PR #9570, opened 2021-01-11
Adding relevant error messages for Revision REST APIs

CrowleyRajapakse:
## Issues

wso2/product-apim#9406

## Implementation

Adding relevant error messages for REVISION REST APIs
Removing API revision api artifacts and documents from Indexing
Adding check to verify update API calls are only for APIs not for Revisions.


components/apimgt/org.wso2.carbon.apimgt.rest.api.publisher.v1/src/main/resources/publisher-api.yaml
```diff
@@ -1572,6 +1580,14 @@ paths:
         200:
           description: |
             OK.
+        201:
```
vithu30, line 1583: I believe, the resource returns 201 response when successfully restoring the revision. If so, shall we remove the 200 response from API definition?

vithu30: Also, REST API impl also need to return the 201 using `Response.created()` instead of `Response.ok()`

CrowleyRajapakse: ack, yes, will remove

CrowleyRajapakse: resolved

PR #9630, opened 2021-01-25
Read the api provider from Authentication handler properties

HeshanSudarshana:
This PR fixes the issue API publisher resolve as Prod when using an unsecured resource in API product.

Fixes https://github.com/wso2/product-apim/issues/9760


HeshanSudarshana:
Closing since the issue is no longer reproduced in master

PR #9631, opened 2021-01-25
Adding initial event publisher client for APIM

ruks:
- Adding initial event publisher client for APIM

To engage the analytics handler, add the following code to deployment.toml
```
enabled_global_handlers=["external_call_logger", "open_tracing", "analytics"]

[synapse_handlers.analytics]
name="analytics"
class="org.wso2.carbon.apimgt.gateway.handlers.analytics.AnalyticsMetricsHandler"
```

### DIFF
--- a/components/apimgt/org.wso2.carbon.apimgt.gateway/src/main/java/org/wso2/carbon/apimgt/gateway/handlers/analytics/PublisherUtils.java
+++ b/components/apimgt/org.wso2.carbon.apimgt.gateway/src/main/java/org/wso2/carbon/apimgt/gateway/handlers/analytics/PublisherUtils.java
@@ -1,0 +1,69 @@
+/*
+ *  Copyright (c) 2021, WSO2 Inc. (http://www.wso2.org) All Rights Reserved.
+ *
+ *  Licensed under the Apache License, Version 2.0 (the "License");
+ *  you may not use this file except in compliance with the License.
+ *  You may obtain a copy of the License at
+ *
+ *  http://www.apache.org/licenses/LICENSE-2.0
+ *
+ *  Unless required by applicable law or agreed to in writing, software
+ *  distributed under the License is distributed on an "AS IS" BASIS,
+ *  WITHOUT WARRANTIES OR CONDITIONS OF ANY KIND, either express or implied.
+ *  See the License for the specific language governing permissions and
+ *  limitations under the License.
+ *
+ */
+
+package org.wso2.carbon.apimgt.gateway.handlers.analytics;
+
+import com.fasterxml.jackson.core.type.TypeReference;
+import com.fasterxml.jackson.databind.ObjectMapper;
+import org.apache.commons.logging.Log;
+import org.apache.commons.logging.LogFactory;
+import org.wso2.am.analytics.publisher.exception.MetricCreationException;
+import org.wso2.am.analytics.publisher.exception.MetricReportingException;
+import org.wso2.am.analytics.publisher.reporter.CounterMetric;
+import org.wso2.am.analytics.publisher.reporter.MetricReporter;
+import org.wso2.am.analytics.publisher.reporter.MetricReporterFactory;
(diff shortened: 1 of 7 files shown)


components/apimgt/org.wso2.carbon.apimgt.gateway/src/main/java/org/wso2/carbon/apimgt/gateway/handlers/analytics/PublisherUtils.java
```diff
@@ -0,0 +1,69 @@
...
+    }};
+    public static final ObjectMapper mapper = new ObjectMapper();
+    public static final TypeReference<Map<String, String>> typeRef = new TypeReference<Map<String, String>>() {
+    };
+
+    public static void doPublish(String metricName, ResponseEvent responseEvent) {
+        MetricReporter metricReporter;
+        try {
+            metricReporter = MetricReporterFactory.getInstance().createMetricReporter(null, configs);
+            CounterMetric counterMetric = metricReporter.createCounterMetric(metricName, MetricSchema.RESPONSE);
```
jaadds, line 60: Doesn't initialising like this make multiple EventHub Clients be built? Can't we keep countermetric as an instance variable and call incrementCount with each event?

ruks: As per the @tishan89 implementation, we don't need to initialize a reporter. It is a singleton publisher and is guaranteed to return the same reporter for the given metric. Will get @tishan89's recommendation as well.

tishan89: metric reporter is singleton and any Metric we create using that reporter will be unique by its name. If you create another metric with same name you will simply get the earlier Metric instance. It is designed this way so that we can easily instrument at multiple points in the request path

jaadds: Got it. But is this logic something we need to run with each invocation?

tishan89: We dont have to create a metric reporter for each event if thats what u are asking. We should create is inside something like init() method and then use the incrementCount() in the critical path for performance concerns

jaadds (approved):

components/apimgt/org.wso2.carbon.apimgt.gateway/src/main/java/org/wso2/carbon/apimgt/gateway/handlers/analytics/PublisherUtils.java
ruks: if so shall we make `metricReporter` as class variable?
```
metricReporter = MetricReporterFactory.getInstance().createMetricReporter(null, configs);
```

mushthaq33 (approved):

ruks:
config updated as follows

```
[synapse_handlers.analytics]
enabled = true
class = "org.wso2.carbon.apimgt.gateway.handlers.analytics.AnalyticsMetricsHandler"
```

components/apimgt/org.wso2.carbon.apimgt.gateway/src/main/java/org/wso2/carbon/apimgt/gateway/handlers/analytics/PublisherUtils.java
jaadds: Metric reporter and CounterMetric both.

PR #9636, opened 2021-01-26
Add Service Catalog Feature Back-end Implementation

YasasRangika:
### Objective
The main purpose of this Service Catalog feature is to create a connection between API Management and Integration layers by making integration services discoverable to API Management layer.

### Approach
Service catalog portal will consist of service catalog web user interface which is available in the Publisher web portal, REST API, and data persistent components. Each tenant will have a separate service catalog space, so that only the users from the same tenant space can read from and write to the catalog.
For this release it will available four main endpoints that can use to work with Service Catalog.

**POST	/service-entries/import**

- Import a service by providing an archived service
- This endpoint currently support with overwrite parameter = true
- If the client send request with payload zip that contains directories relevant to each service with overwrite=true, then this endpoint will overwrite all the entries.

**GET		/service-entries**

- Retrieve or search services in the service catalog of the user's organization or tenant.
- Client should send the request with shrink=true

**DELETE	​/service-entries​/{serviceKey}**

- Delete a service by providing the service key

**GET		/services/export**

- Export a service as an archived zip file.


malinthaprasan:
Closing due to other opened PR (9638)

PR #769, opened 2026-07-03
perf(verifier): verify STARK proofs in place via rkyv

Oppen:
Verifies STARK proofs **in place** via rkyv, without dropping serde or duplicating the verifier.

## Design

- **One verification implementation, two proof sources.** `crypto/stark/src/proof/view.rs` adds a borrowed `StarkProofView` (and nested `Table`/`FriDecommitment`/`DeepPolynomialOpening`/`PolynomialOpenings` views), each constructible `Owned(&T)` or `Archived(&ArchivedT)`. Scalars are copied out (`to_native()` vs. a plain copy); field-element/commitment arrays stay borrowed either way (`slice_as_native` on the archived side). The verifier (`crypto/stark/src/verifier.rs`) is written once against this view. `multi_verify` (owned) and `multi_verify_archived` (archived) are thin constructors that build the matching view and share every check — no serialize-then-delegate step, no duplicated logic.
- **serde is kept.** `StarkProof`, `MultiProof`, `FriDecommitment`, `BusPublicInputs`, `Table`, `PolynomialOpenings`, and `DeepPolynomialOpening` dual-derive `serde` alongside `rkyv`, so existing serde-based call sites (examples CLI, disk-spill table serialization) are unaffected. Only the STARK proof wire format used by the prover/CLI/recursion guest moved from bincode to rkyv.
- **Recursion guest**: unchanged DECODE/page-commitment + `program_id` design (this branch's approach, not a vkey digest). The private-input blob gets a 12-byte `LVMR` magic/version prefix so the rkyv archive lands 16-aligned in guest memory (the mapped payload itself is only 4-aligned); this prefix is local to the recursion blob and does **not** change the global private-input ABI (`PRIVATE_INPUT_START + 4` is unchanged for every other guest). The guest borrows the blob in place (`get_private_input_slice`) and verifies straight from the archive — no deserialization pass.
- **ethrex quarantine**: ethrex pins rkyv's `unaligned` feature, which cannot coexist with this workspace's `aligned` feature in one resolved dependency graph. Its host-reference tests move to a detached workspace, `tooling/ethrex-tests` (own `cargo test`), isolating Cargo.lock resolution.
- **CLI proof files** switch bincode → rkyv.

## Numbers

Recursion verifier guest, inner `empty` proof, multi-query (blowup=8, 73 queries) preset (`make test-profile-recursion-multi`), measured against current `main`:

| | main | this branch (rkyv) | Δ |
|---|---|---|---|
| multi-query, blowup=8 | 2,071,186,046 cycles; 67.4s | **1,334,810,646 cycles, 28.4s** | **−35.5%,-57.9%** |

> [!NOTE] Numbers below are out of date

### Regression check: regular (non-recursion) verify path

`multi_verify`'s owned path no longer serializes to reach the shared implementation (it used to archive-then-delegate); checked this isn't a wash or regression via `cargo bench -p stark --bench prover_benchmark --features test-utils -- quick`, comparing this branch against `main`:

| config | main | this branch | Δ |
|---|---|---|---|
| verify/fib_2col_16k | 582.6 µs | 553.2 µs | **−5.0%** |
| verify/fib_4col_8k | 513.0 µs | 490.8 µs | **−4.3%** |
| verify/fib_4col_16k | 590.9 µs | 582.7 µs | −1.4% |

No regression on the regular verify path — dropping the serialization step is a small net win there too. `prove` times are unchanged (within noise) on all three configs, as expected (prove was never touched).

## Verification

Full workspace suite green: `cargo test -p stark --lib` (188, +193 with `disk-spill`), `cargo test -p lambda-vm-prover --lib` (509, incl. continuation and recursion smoke tests), `cargo test -p executor`, `tooling/ethrex-tests`. `cargo clippy -D warnings` clean on both stark feature configurations. `cargo build --workspace` clean.


executor/tests/rust.rs
Oppen, line 1: Moved out of the main workspace due to `rkyv/unaligned` feature bubbling up to `lambda_vm`. Not actually deleted.

MauroToscano (approved):

PR #775, opened 2026-07-03
perf(stark): fuse deep-composition reconstruction for both FRI points

Oppen:
## Summary

- Fuses the regular/symmetric-evaluation-point passes of
  `reconstruct_deep_composition_poly_evaluation` (STARK verifier, FRI step)
  into one traversal, sharing the OOD-table walk, the `trace_term_coeffs`
  walk, and both `inplace_batch_inverse` calls per query. The core trick: `coeff*(base-ood)*denom`
  distributes to `denom*(coeff*base - coeff*ood)`, isolating the
  point-independent `coeff*ood` term (computed once, shared between both
  points) and letting base-field columns use the cheap `IsSubFieldOf`
  asymmetric multiply instead of a full extension-field product.
- Follow-up: dedupes the `z*g^k` ladder walk within a query (was computed
  twice, once per evaluation point), hand-rolls the 2-element
  composition-tail batch inverse to avoid a Vec allocation, and marks the
  `IsSubFieldOf<Degree{2,3}GoldilocksExtensionField>` mul/add/sub impls
  `#[inline(always)]` to match their sibling `IsField` impls.
- Trims a doc-comment sentence that duplicated an inline comment.

## Measured impact

Multi-query recursion profile (`make test-profile-recursion-multi`; the
underlying proof has ~40-45K cycles of run-to-run variance from
`stark::grinding::generate_nonce`'s parallel `find_any` search, so all
deltas below are 2-sample-cluster-to-cluster, not point-to-point):

- Pre-fusion baseline: 2,210,366,539 cycles
- After the fusion (`85fa5b3e`): ~1,947,242,710 cycles (**-11.9%**)
- After the follow-up micro-opts (`3ac5e494`): ~1,939,857,910 cycles
  (a further **-0.38%**, **-14.2%** total from baseline)

Single-query and step-3 (FRI) improvements are proportionally similar; see
individual commit messages for per-commit numbers.

## Soundness

Every guard the two-call version had (base/aux-length checks, the
`trace_term_coeffs` sanity check, batch-inverse zero-rejection, the
composition-poly-parts-count check) is reproduced exactly or made strictly
stricter in the fused version — verified by independent adversarial review
agents against the reject-path semantics, the algebraic identity, and the
soundness threat model (a dishonest prover cannot craft a proof this code
accepts that the prior code would have rejected).

## Test plan

- [x] `make test` (workspace-wide; only failure is `math-cuda`, which needs
      a GPU unavailable in this environment — pre-existing, unrelated)
- [x] `make test-ethrex`
- [x] `cargo test -p lambda-vm-prover --lib test_recursion_execute_1query --
      --ignored --nocapture` (in-VM end-to-end verify, output digest
      unchanged across all three commits)
- [x] Two independent adversarial review passes (soundness + correctness,
      then a second round covering performance/simplicity) on the diff


Oppen:
Superseded by #826

PR #776, opened 2026-07-03
perf(stark): hoist query-invariant deep-composition sums out of the FRI query loop

Oppen:
## Summary
- Hoist sums that depend only on `challenges` and proof-level OOD/gamma data (`ood_row_sum`, `number_of_parts`, `z_pow`, `h_sum_zpow`) out of the per-query `reconstruct_deep_composition_poly_evaluation_pair` into a new once-per-proof `compute_query_invariant_deep_terms`, eliminating the O(num_queries × height × width) `coeff * ood` multiplies down to O(height × width).
- Derive `number_of_parts` from `proof.composition_poly_parts_ood_evaluation.len()` (already validated against the AIR's degree bound in `multi_verify_archived`) instead of each query's own opening length, and check both regular/symmetric per-query openings against that fixed value — strictly stronger than the previous regular-vs-symmetric-only guard, since it also rejects a proof whose per-query opening length varies query to query.

## Numbers
| Metric | Before | After | Change |
|---|---|---|---|
| Single-query total cycles | 86,368,803 | 85,810,707 | −0.65% |
| Single-query `step3:fri` | ≈7.97M | 7,807,225 | ≈−2% |
| Multi-query total cycles | 1,951,764,531 | 1,818,365,778 | −6.84% |
| Multi-query `step3:fri` | ≈652.1M | 529,415,199 | ≈−18.8% |

## Test plan
- [x] `cargo check -p stark`
- [x] `cargo test -p stark` (137 tests pass)
- [x] `make test-ethrex`
- [x] `cargo test -p lambda-vm-prover --lib test_recursion_execute_1query -- --ignored --nocapture` (in-VM verify accepted)
- [x] `make test-profile-recursion-single` / `make test-profile-recursion-multi` (cycle counts above)
- [x] Adversarial soundness review (independent Opus pass): confirmed no reject-path was weakened, the `number_of_parts` guard change is a genuine strengthening, and hoisted sums are algebraically identical to the per-query-recomputed values for honest proofs
- [x] Independent correctness, simplicity, and performance reviews: no issues found

### DIFF
--- a/crypto/stark/src/verifier.rs
+++ b/crypto/stark/src/verifier.rs
@@ -85,6 +85,22 @@ where
 
 pub type DeepPolynomialEvaluations<F> = (Vec<FieldElement<F>>, Vec<FieldElement<F>>);
 
+/// Deep-composition sums that are identical across all FRI queries of a
+/// single proof (see `compute_query_invariant_deep_terms`).
+pub struct QueryInvariantDeepTerms<FieldExtension>
+where
+    FieldExtension: Send + Sync + IsField,
+{
+    /// `ood_row_sum[row] = sum_col trace_term_coeffs[col][row] * ood(row, col)`.
+    ood_row_sum: Vec<FieldElement<FieldExtension>>,
+    /// Derived from `proof.composition_poly_parts_ood_evaluation.len()`.
+    number_of_parts: usize,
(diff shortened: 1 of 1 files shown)


Oppen:
Superseded by #826

PR #792, opened 2026-07-07
Make the u32 value domain a compile-time fact for MemwOperation

MauroToscano:
Third follow-up from the #786 review, stacked on #791. Types-only change; produced traces are byte-identical.

#786 shrank `MemwOperation.value`/`old` to `[u32; 8]` but kept `[u64; 8]` constructor signatures, narrowing with `debug_assert!` + `as u32` — release builds would silently truncate an out-of-domain value (a bus-imbalance debugging nightmare if a future caller ever passes a full 64-bit word), and the M1/M3/M5 register fast path cast `as u32` at its call sites with no assert at all, in any build profile.

This moves the domain to the type system instead of guarding it at runtime:

- `MemwOperation::new` and `with_old` take `[u32; 8]` directly; the narrowing maps and their debug_asserts are deleted. (`old_timestamp` stays `[u64; 8]` — timestamps can reach `u64::MAX`.)
- `pack_register_value` returns u32 limbs, so the fast path's bare casts disappear rather than gaining asserts.
- `MemoryState::read_bytes` returns `[u32; 8]` values (they are u8 memory bytes), and the byte-domain call sites (load, store, commit, keccak, ECSM) build `[u32; 8]` at the source.
- `LoadOperation` keeps its existing u64 interface via a widening `map(u64::from)` at the boundary.

Out-of-domain values are now unrepresentable in every build profile — the "error cleanly" version of the guard, at zero runtime cost.

## Testing
- `make lint` passes; `cargo clippy --all-targets` no warnings; `cargo fmt --check` clean.
- Full `cargo test -p lambda-vm-prover --lib`: 503 passed — identical to the pre-change baseline (the 5 failures are the known missing rust-guest ELF fixtures, failing at file-read before any prover code runs; CI builds them and runs the full suite).

### DIFF
--- a/prover/src/tables/bitwise.rs
+++ b/prover/src/tables/bitwise.rs
@@ -517,6 +517,13 @@ impl BitwiseHistogram {
     /// Increment the counter for one lookup.
     #[inline]
     pub fn bump(&mut self, op: BitwiseOperation) {
+        self.bump_n(op, 1);
+    }
+
+    /// Add `n` occurrences of one lookup in a single step (e.g. CPU padding rows,
+    /// which all send identical all-zero lookups).
+    #[inline]
+    pub fn bump_n(&mut self, op: BitwiseOperation, n: u64) {
         let idx = lookup_type_index(op.lookup_type) * NUM_ROWS + row_index(op.x, op.y, op.z);
         // (x, y) are u8, and row_index debug-asserts z < 16, so in debug builds a
         // corrupt op fails loudly here. In release an out-of-domain z would NOT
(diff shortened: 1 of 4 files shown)


MauroToscano:
Rebased on the updated branch. Note on 3b6840e7 (which upgraded the narrowing guards to always-on `assert!`): this PR resolves the same concern one level deeper — with `[u32; 8]` at the constructor boundary the assert becomes tautological and is deleted. Out-of-domain values are unrepresentable in every build profile, with no release-mode panic path in the trace-gen hot loop.

PR #793, opened 2026-07-07
Feed bitwise collectors straight into the histogram; cut reduce allocations

MauroToscano:
Final follow-up from the #786 review, stacked on #792. Applies the PR's own "never materialize a Vec whose only consumer is the multiplicity count" principle to the remaining big sources, and removes the rayon reduce-identity allocations. Multiplicities are unchanged (same counts, same cells).

## Changes
- **Collectors now bump a `BitwiseHistogram` directly** (`Fn(&mut BitwiseHistogram)`) instead of returning `Vec<BitwiseOperation>`:
  - MEMW_R bumps one IS_HALFWORD per register row — previously an ~4 B/op vector over tens of millions of rows existed just to be counted.
  - PAGE bumps one ARE_BYTES per byte of every touched page — previously a full op vector per page sweep.
  - CPU padding collapses to two `bump_n` calls (3n ARE_BYTES[0,0] + 4n IS_HALF[0,0]) instead of an O(padding_rows) vector of identical zero ops (which also over-reserved 2×).
  - Small sources still use their pure `collect_*` functions; the closure folds the transient Vec in and drops it.
- **`reduce_with` replaces `reduce(identity, ..)`** in the rayon tree-reduce: no more zeroed 80 MiB identity histogram per reduce leaf (up to ~16 × 80 MiB of pure alloc_zeroed + merge traffic on many-core machines).
- **`RegRow.address` shrinks to u16** (register index 0..=255): the walk's largest persisted array goes from 40 to 32 B/row.

### Local tests
`cargo build --release --features instruments`, `cli prove --time`, Apple Silicon, best of 2 runs, this branch vs its base (#792):

| workload | p4_bitwise_collect before | after | Δ |
|---|--:|--:|--:|
| fib_iterative_1M | 112.0 ms | 97.8 ms | −13% |
| fib_iterative_4M | 131.1 ms | 83.3 ms | **−36%** |

`prove_total` and peak RSS unchanged within run-to-run noise on this machine (p4 is <1% of total here, and macOS RSS jitters ~1.5 GB between runs). The reduce-identity savings scale with core count, so the effect should be larger on the many-core provers #786 targets. The remaining serial `base.add_ops` over the in-walk lookups was left as-is: parallelizing it adds code for a phase already down to ~85 ms.

### Server

image

## Testing
- Full `cargo test -p lambda-vm-prover --lib` on this change: 503 passed (same 5 known missing-fixture failures, which fail at file-read).
- `make lint` passes; clippy `--all-targets` no warnings; fmt clean.

### DIFF
--- a/prover/src/tables/bitwise.rs
+++ b/prover/src/tables/bitwise.rs
@@ -517,6 +517,13 @@ impl BitwiseHistogram {
     /// Increment the counter for one lookup.
     #[inline]
     pub fn bump(&mut self, op: BitwiseOperation) {
+        self.bump_n(op, 1);
+    }
+
+    /// Add `n` occurrences of one lookup in a single step (e.g. CPU padding rows,
+    /// which all send identical all-zero lookups).
+    #[inline]
+    pub fn bump_n(&mut self, op: BitwiseOperation, n: u64) {
         let idx = lookup_type_index(op.lookup_type) * NUM_ROWS + row_index(op.x, op.y, op.z);
         // (x, y) are u8, and row_index debug-asserts z < 16, so in debug builds a
         // corrupt op fails loudly here. In release an out-of-domain z would NOT
@@ -524,7 +531,7 @@ impl BitwiseHistogram {
         // mis-count both cells — the proof then fails verification instead of the
         // prover crashing. What actually upholds the invariant is that every
         // `BitwiseOperation` constructor masks or debug-asserts z < 16.
-        self.counters[idx] += 1;
+        self.counters[idx] += n;
     }
 
     /// Fold a slice of lookups into the histogram.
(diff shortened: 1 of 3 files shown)


MauroToscano:
Rebased and composed with 3ba4aac7: kept its `par_chunks` cap (peak memory no longer scales with core count), and layered this PR's two changes on top — collectors bump the chunk histogram directly (no per-source op vectors for MEMW_R / PAGE / padding), and `reduce_with` removes the remaining per-leaf 80 MiB identity allocations that `reduce(identity, ..)` still paid. Full suite re-run on the rebased stack: 502 passed (one test fewer than before — the flaky privacy byte-scan test was removed upstream in #789), same 5 known missing-fixture failures.

PR #802, opened 2026-07-11
perf(crypto): wire keccak_permute ecall into merkle/transcript/grinding

Oppen:
## Summary

- Route the STARK verifier's Keccak-256 usage (Merkle tree backends, Fiat-Shamir transcript, FRI grinding) through the `keccak_permute` precompile on the riscv64 guest, via a `PlatformKeccak256` digest wrapper around `lambda_vm_syscalls::keccak::Keccak256`; falls back to software `sha3` on host.
- Excludes the riscv-only `syscalls` crate from the root workspace (`exclude = ["syscalls"]`): making it reachable from `crypto/crypto` via a target-gated path dependency caused Cargo to auto-adopt it as an implicit workspace member, so `cargo test` tried to run its bare-metal unit tests on host and aborted.
- Adds an end-to-end guest test (`keccak_precompile`) exercising the ecall-backed sponge against known Keccak-256 vectors (empty, rate-1, exactly-rate, multi-block), covering the padding edge cases.

## Cycle comparison (recursion guest, blowup8 preset)

| | before | after | speedup |
|---|---|---|---|
| single query | 5,234,002,718 | 1,722,846,582 | 3.04x |
| multi query | 22,494,934,472 | 7,687,016,693 | 2.93x |

## Test plan
- [x] `make test-profile-recursion-single` / `-multi` before and after (cycles above)
- [x] `test_recursion_execute_1query` — in-VM verify accepts with the ecall-backed hasher
- [x] new `test_keccak_precompile` guest test — known-answer vectors incl. padding edge cases
- [x] `make lint`
- [x] `make test` — all pass except `math-cuda` CUDA tests (expected: no GPU on this machine)


diegokingston (approved):

jotabulacios (approved):

diegokingston (dismissed):
Statement is using still sha3

MauroToscano (changes requested):
We should patch sha3 crate in a fork to use sha3, then only swap the version of sha3 on the guest, not do this

MauroToscano (approved):

MauroToscano:
/bench-verify

> We should patch sha3 crate in a fork to use sha3, then only swap the version of sha3 on the guest, not do this

After further discussion we decided to keep it like this, lgtm

PR #814, opened 2026-07-14
Trivial cleanups from PR #769 review

MauroToscano:
Stacked on #769 (`perf/rkyv-serialization`). Six low-risk, trivial-to-review cleanups surfaced while reviewing that PR — all either doc/comment-only or behavior-preserving refactors with no change to what proofs are accepted, no unsafe-contract semantics, no Merkle bytes, and no CI wiring. The higher-risk findings from the same review (OOD-table width guard, the `NativeArchived` value-validity contract, two-slice leaf hashing, ethrex CI wiring, the view-symmetry guard, the private-input length cap) are intentionally **not** here — they need individual review and are being handled separately.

----------

§ YOUR GOAL
Go through the records above, find every line with the word "lookups", and list those lines.

§ RESPONSE AREA
+    /// which all send identical all-zero lookups).
`prove_total` and peak RSS unchanged within run-to-run noise on this machine (p4 is <1% of total here, and macOS RSS jitters ~1.5 GB between runs). The reduce-identity savings scale with core count, so the effect should be larger on the many-core provers #786 targets. The remaining serial `base.add_ops` over the in-walk lookups was left as-is: parallelizing it adds code for a phase already down to ~85 ms.
+    /// which all send identical all-zero lookups).
     /// Fold a slice of lookups into the histogram.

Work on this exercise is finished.